Tears for Baxter after title success
By Nigel Walrond
27/5/17
Exeter Chiefs head coach Rob Baxter was quite emotional on the pitch as the Devon side lifted the Premiership title for the first time.
The man who has plotted the Chiefs’ amazing climb to the top said the tears were caused partly by thinking about all those people who had helped get the Chiefs to where they are now over the past few years.
"My wife Jo and family were here, and they have probably taken the brunt of what you go through day by day," he said. "The players have been very strong, and for a long time at Exeter, there are lots of things that have not gone our way, and we have worked very, very hard to make this happen.
"It has not just been this group of players. There have been plenty of other players who have pulled on the Exeter shirt and worked very hard and committed an awful lot to the club, and every one of them has played their little part in building us to be the kind of side we have.
‘There are obviously particular players who helped us get promoted and helped us stay in the Premiership in those first few years and get established within the Premiership and within the Heineken Cup.
‘They are very important people, and for me, I have worked a lot with those players, and some of those have had to leave as we have moved on as a side, and there are a lot of players who are massively involved with this team and this club who are not here, who don’t get the reward of today.
"There are also a lot of coaches and a lot of other people who are massively emotionally involved in what we achieved today, and no-ne even knows about them.
"I know about them and I feel a lot for them and feel a lot for the things we have gone through, and to a degree, it came to a bit of a head in the last few minutes of the game.
"It does feel it has been a long journey getting here, because the people who have lived and breathed it every day, know how hard we have worked, and the sacrifices that have been made, and the hard times we have come through and the losses, including the biggest loss we have had, which was last season here at Twickenham.’
The fact Exeter lifted the trophy is quite incredible when you bear in mind how Exeter struggled at the start of the season, and seemed to be suffering a hangover from that Twickenham disappointment.
"We did need to have a stiff word with ourselves after a few weeks of this season, and it is easy to do that, but you need the people with character to take it on board and work every day and decide to do something,’ explained Baxter.
"The truth about today is Exeter had a group of players who were prepared to listen to me and the other coaches tell them that what they were doing wasn’t good enough, and they were prepared to take it on the chin and work harder and do more, and take the season into their own hands.
"Since the day they decided to take it into their own hands, the players have been magnificent.
"You haven’t seen some of the stuff they have gone through in training, they have been magnificent and they have reaped the rewards today.’

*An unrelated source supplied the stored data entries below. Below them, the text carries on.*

PR #1527, opened 2018-06-20
Update template for decrypt script

denis-yuen:
Need to update template used by encrypt script to generate a decrypt script


denis-yuen:
@garyluu  not as far as I know?

denis-yuen:
Note to self: add comment that template target is generated and should not be edited

Issue #1505, opened 2018-06-15
Evaluate remaining migration steps for Angular 6


denis-yuen:
### Desired behaviour

As discussed, spend a couple of hours seeing how much of the Angular 5 compatibility layer can be removed and what progress can be made before reassessing.

┆Issue is synchronized with this [Jira Story](https://ucsc-cgl.atlassian.net/browse/DOCK-361)
┆Fix Versions: Dockstore 1.6
┆Issue Number: DOCK-361

garyluu:
Remaining items to update are ngx-sharebutton, ng2-ui-auth, swagger codegen.

denis-yuen:
Not really testable by an end-user

PR #1528, opened 2018-06-21
Feature/ng2 ui auth update

garyluu:
The new satellizer object with ng2-ui-auth is different from before, need to extract the code and redirect uri differently.  

For issue #1505


garyluu:
Closing for now until swagger codegen 2.4.0 is stable.

PR #1534, opened 2018-06-25
Feature/hosted entry default version

agduncan94:
Can call update endpoint on hosted entries (so that you can set default version)
https://github.com/ga4gh/dockstore/issues/1519


agduncan94:
I've reverted my changes so that once again updateTool/Workflow is blocked for hosted entries, and have added a new endpoint for updating the default version.

dockstore-webservice/src/main/resources/openapi.yaml
```diff
@@ -4402,6 +4433,37 @@ paths:
             application/json:
               schema:
                 type: string
+  '/workflows/{workflowId}/defaultVersion':
+    put:
+      tags:
+        - workflows
+      summary: Update the default version of the given workflow.
+      description: ''
+      operationId: updateDefaultVersion
```
garyluu: Same operation ID as the other one

dockstore-webservice/src/main/java/io/dockstore/webservice/resources/DockerRepoResource.java
```diff
@@ -321,6 +321,30 @@ public Tool updateContainer(@ApiParam(hidden = true) @Auth User user,
 
     }
 
+    @PUT
+    @Timed
+    @UnitOfWork
+    @Path("/{toolId}/defaultVersion")
+    @ApiOperation(value = "Update the default version of the given tool.", authorizations = { @Authorization(value = JWT_SECURITY_DEFINITION_NAME) }, response = Tool.class)
```
garyluu: set nickname in `ApiOperation` to set a unique operation id from the other endpoint

dockstore-integration-testing/src/test/java/io/dockstore/client/cli/CRUDClientIT.java
```diff
@@ -263,6 +263,60 @@ public void testUpdatingHostedTool() {
...
+        SourceFile dockerfile = new SourceFile();
+        dockerfile.setContent("FROM ubuntu:latest");
+        dockerfile.setType(SourceFile.TypeEnum.DOCKERFILE);
+        dockerfile.setPath("/Dockerfile");
+        DockstoreTool dockstoreTool = hostedApi.editHostedTool(hostedTool.getId(), Lists.newArrayList(descriptorFile, dockerfile));
+        Optional<Tag> first = dockstoreTool.getTags().stream().max(Comparator.comparingInt((Tag t) -> Integer.parseInt(t.getName())));
+        Assert.assertEquals("correct number of source files", 2, first.get().getSourceFiles().size());
+
+        // Update the default version of the tool
+        if (first.isPresent()) {
```
denis-yuen: in this case, you probably want it to fail if first is not present, so don't bother with this check

dockstore-integration-testing/src/test/java/io/dockstore/client/cli/CRUDClientIT.java
```diff
@@ -263,6 +263,60 @@ public void testUpdatingHostedTool() {
...
+        SourceFile file = new SourceFile();
+        file.setContent("cwlVersion: v1.0\\nclass: Workflow\\ninputs:\\ninp: File\\nex: string\\noutputs:\\nclassout:\\ntype: File\\noutputSource: compile/classfile\\nsteps:\\nuntar:\\nrun: tar-param.cwl\\nin:\\ntarfile: inp\\nextractfile: ex\\nout: [example_out]\\ncompile:\\nrun: arguments.cwl\\nin:\\nsrc: untar/example_out\\nout: [classfile]");
+        file.setType(SourceFile.TypeEnum.DOCKSTORE_CWL);
+        file.setPath("/Dockstore.cwl");
+        Workflow dockstoreWorkflow = hostedApi.editHostedWorkflow(hostedWorkflow.getId(), Lists.newArrayList(file));
+        Optional<WorkflowVersion> first = dockstoreWorkflow.getWorkflowVersions().stream().max(Comparator.comparingInt((WorkflowVersion t) -> Integer.parseInt(t.getName())));
+        Assert.assertEquals("correct number of source files", 1, first.get().getSourceFiles().size());
+
+        // Update the default version of the workflow
+        if (first.isPresent()) {
```
denis-yuen: same here, not best practice in normal code, but as a test its ok
(or do `assertTrue(first.isPresent())`)

dockstore-webservice/src/main/java/io/dockstore/webservice/resources/DockerRepoResource.java
denis-yuen: Ah. In this case its not really necessary. 
Two different endpoints on two different resources (or rather swagger tags) can share an operationId with no worries.

dockstore-webservice/src/main/java/io/dockstore/webservice/resources/DockerRepoResource.java
```diff
@@ -321,6 +321,30 @@ public Tool updateContainer(@ApiParam(hidden = true) @Auth User user,
...
+    public Tool updateDefaultVersion(@ApiParam(hidden = true) @Auth User user,
+                                @ApiParam(value = "Tool to modify.", required = true) @PathParam("toolId") Long toolId,
+                                @ApiParam(value = "Tag name to set as default.", required = true) String tag) {
+        Tool t = toolDAO.findById(toolId);
```
denis-yuen: Ironically, I just did something similar in #1574 
 (DRY)
Stuff this copy-pasted code in EntryVersionHelper.java for now

dockstore-webservice/src/main/java/io/dockstore/webservice/resources/DockerRepoResource.java
```diff
@@ -321,6 +321,30 @@ public Tool updateContainer(@ApiParam(hidden = true) @Auth User user,
...
+        checkEntry(t);
+        checkUser(user, t);
+
+        if (tag != null) {
+            if (!t.checkAndSetDefaultVersion(tag)) {
+                throw new CustomWebApplicationException("Tool version does not exist.", HttpStatus.SC_BAD_REQUEST);
```
denis-yuen: Nitpick: this is probably more kosher as a 404 than a 400. There's no syntax problem here, its that the version is not found

dockstore-webservice/src/main/java/io/dockstore/webservice/resources/DockerRepoResource.java
garyluu: swagger editor complains otherwise (although it already complains about position too).  but i suppose we don't need to appease it

denis-yuen: Interesting, looking more closely, it looks like something swagger-codegen is fine with, but you're right about validation. Seems like people have had this discussion before. 

https://github.com/go-swagger/go-swagger/issues/1143
https://github.com/OAI/OpenAPI-Specification/issues/381#issuecomment-198255252

Issue #666, opened 2017-04-10
Pagination


k-cao:
## Feature Request
A pagination feature should be added to the get methods for tools and workflows. If we continue to retrieve tools and workflows without pagination, then as the site grows, the delay that occurs for loading tools and workflows will become more and more noticeable. 

### Desired behaviour
Have pagination so that we only get a limited number of tools or workflows at a time.

### Environment (Browser or OS and Dockstore version)
DockstoreApi - 1.1.5

denis-yuen:
Note for implementor, pagination is implemented in the GA4GH endpoints and is inspired by https://developer.github.com/guides/traversing-with-pagination/ . We can do something similar for the endpoints hit by the UI.

denis-yuen:
As a related issue, the organizations page can be quite slow and can probably be optimised both on the webservice and ui side.

denis-yuen:
From demo: make docker pull non-editable

garyluu:
Missing Descriptor Type Sorting #1590

denis-yuen:
Working to the extent that more specific tickets should be created

PR #1535, opened 2018-06-25
Working pagination prototype

denis-yuen:
* demo how pagination would work 
* start enforcing some sane limits on pagination 
* demo how to do sort and order by in-database

FYI, this generated code sucks for optional parameters

First pass at #666 . 
Also see https://blog.angular-university.io/angular-material-data-table/ and "Breaking down the LessonsService implementation"

### DIFF
--- a/dockstore-client/src/main/java/io/dockstore/client/cli/nested/ToolClient.java
+++ b/dockstore-client/src/main/java/io/dockstore/client/cli/nested/ToolClient.java
@@ -294,7 +294,7 @@ public class ToolClient extends AbstractEntryClient {
     @Override
     protected void handleListUnstarredEntries() {
         try {
-            List<DockstoreTool> containers = containersApi.allPublishedContainers(null, null);
+            List<DockstoreTool> containers = containersApi.allPublishedContainers(null, null, null, null, null);
             out("ALL PUBLISHED TOOLS");
             printLineBreak();
             printPublishedList(containers);
--- a/dockstore-client/src/main/java/io/dockstore/client/cli/nested/ToolClient.java
+++ b/dockstore-client/src/main/java/io/dockstore/client/cli/nested/ToolClient.java
@@ -294,7 +294,7 @@ public class ToolClient extends AbstractEntryClient {
     @Override
     protected void handleListUnstarredEntries() {
         try {
-            List<DockstoreTool> containers = containersApi.allPublishedContainers();
+            List<DockstoreTool> containers = containersApi.allPublishedContainers(null, null);
             out("ALL PUBLISHED TOOLS");
             printLineBreak();
             printPublishedList(containers);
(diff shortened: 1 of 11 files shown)


dockstore-webservice/src/main/java/io/dockstore/webservice/jdbi/EntryDAO.java
```diff
@@ -146,10 +155,60 @@ public T findPublishedById(long id) {
...
+        Root<T> entry = query.from(typeOfT);
+        if (!Strings.isNullOrEmpty(filter)) {
+            // TODO: handle all search attributes that we want to hook up, this sucks since we didn't handle polymorphism quite right
+            boolean toolMode = typeOfT == Tool.class;
+            String nameName = toolMode ? "toolname" : "workflowName";
+            String repoName = toolMode ? "name" : "repository";
+            String orgName = toolMode ? "namespace" : "organization";
+
+            query.where(cb.and(// get published workflows
+                cb.isTrue(entry.get("isPublished")), // ensure we deal will null values
```
coverbeck: Should be `with` instead of `will`?

dockstore-integration-testing/src/test/java/io/dockstore/client/cli/WorkflowIT.java
```diff
@@ -498,12 +499,32 @@ public void testPublishingAndListingOfPublished() throws ApiException {
...
+
+        // publish everything so pagination testing makes more sense (going to unfortunately use rate limit)
+        Lists.newArrayList("github.com/DockstoreTestUser2/hello-dockstore-workflow", "github.com/DockstoreTestUser2/dockstore-whalesay-imports", "bitbucket.org/dockstore_testuser2/dockstore-workflow", "github.com/DockstoreTestUser2/parameter_test_workflow").forEach(path -> {
+            Workflow workflow = workflowApi.getWorkflowByPath(path);
+            workflowApi.refresh(workflow.getId());
+            workflowApi.publish(workflow.getId(), publishRequest);
+        });
+        List<Workflow> workflows = workflowApi.allPublishedWorkflows(null, null, null, null, null);
+        // test offset
+        assertTrue("offset seems to be working",
```
garyluu: Isn't the message supposed to be displayed when it fails?

dockstore-client/src/main/java/io/dockstore/client/cli/nested/ToolClient.java
```diff
@@ -294,7 +294,7 @@ protected void handleListNonpublishedEntries() {
     @Override
     protected void handleListUnstarredEntries() {
         try {
-            List<DockstoreTool> containers = containersApi.allPublishedContainers();
+            List<DockstoreTool> containers = containersApi.allPublishedContainers(null, null, null, null, null);
```
agduncan94: Would default values make more sense?

denis-yuen: The problem is that containersApi is a generated class (generated from our webservice's yaml). 
Unless there's a way to configure the codegen (and I don't want to deviate too much from their templates) we don't have control over their api (which really sucks in this case since all the values are optional).

Issue #1529, opened 2018-06-21
Quieter openapi conversion script with Mac compatibility


denis-yuen:
### Desired behaviour

As encountered in #1526, I'd like a swagger to openapi conversion script that is compatible with Mac OS but is quiet.

┆Issue is synchronized with this [JIRA Story](https://ucsc-cgl.atlassian.net/browse/DOCK-26)
┆Issue Number: DOCK-26

denis-yuen:
(not sure if @cricketsloan is really on the ball or the bot somehow detected this is related to something even through the linked issue doesn't seem to be?)

coverbeck:
It's a bot that syncs everything that is assigned to me with our JIRA. :)

denis-yuen:
I feel like this opens up some avenues for abuse of your JIRA ;)

denis-yuen:
Going to assume this is working since I don't see a lot of output in Travis and @coverbeck has been working on Mac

Baxter said the goal was now to win the European Champions Cup.
"We have to look at it that way now,’ said Baxter. ‘I am not going to run away from saying we are the best team in the Premiership. We finished level on points in the table with Wasps, we finished first and second in the table and we have battled it out today until the players were at an absolute standstill, and we have been split by three points.
"As great as today is, it can’t be the defining thing about Exeter. If this is it now, and we are now on a nice downward spiral, I will be hugely disappointed and I will have massively failed in a large part of my job.
"We have got to where we are now and we will enjoy today to the max, but the truth is we need to put a group of players together this close season who are going to say I am going to do something about the fact we are now the Premiership champions and do something to make sure it stays that way.
"Part of that will be us playing and performing better in Europe. We have let ourselves down in Europe over the last couple of seasons with our performances in the first round. It should be a marker for us, and we don’t want that to happen again."